_Requirement_
Extract every record, keeping each one exactly as it is.

_Information given_
:::::

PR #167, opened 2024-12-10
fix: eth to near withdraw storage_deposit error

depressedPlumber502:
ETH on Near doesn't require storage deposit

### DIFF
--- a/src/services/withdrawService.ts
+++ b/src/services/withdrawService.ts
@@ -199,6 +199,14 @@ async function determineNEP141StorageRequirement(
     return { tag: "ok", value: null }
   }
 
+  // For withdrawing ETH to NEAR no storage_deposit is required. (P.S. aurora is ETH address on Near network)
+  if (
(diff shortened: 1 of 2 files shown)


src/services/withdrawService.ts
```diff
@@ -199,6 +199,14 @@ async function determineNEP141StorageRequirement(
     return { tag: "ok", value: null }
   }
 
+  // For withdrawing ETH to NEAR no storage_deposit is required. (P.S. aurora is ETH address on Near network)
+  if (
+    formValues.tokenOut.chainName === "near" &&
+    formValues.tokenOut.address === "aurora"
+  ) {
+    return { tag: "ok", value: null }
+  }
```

:::::

_Exercise output_
PR #167, opened 2024-12-10
fix: eth to near withdraw storage_deposit error

depressedPlumber502:
ETH on Near doesn't require storage deposit

### DIFF
--- a/src/services/withdrawService.ts
+++ b/src/services/withdrawService.ts
@@ -199,6 +199,14 @@ async function determineNEP141StorageRequirement(
     return { tag: "ok", value: null }
   }
 
+  // For withdrawing ETH to NEAR no storage_deposit is required. (P.S. aurora is ETH address on Near network)
+  if (
(diff shortened: 1 of 2 files shown)


src/services/withdrawService.ts
```diff
@@ -199,6 +199,14 @@ async function determineNEP141StorageRequirement(
     return { tag: "ok", value: null }
   }
 
+  // For withdrawing ETH to NEAR no storage_deposit is required. (P.S. aurora is ETH address on Near network)
+  if (
+    formValues.tokenOut.chainName === "near" &&
+    formValues.tokenOut.address === "aurora"
+  ) {
+    return { tag: "ok", value: null }
+  }
```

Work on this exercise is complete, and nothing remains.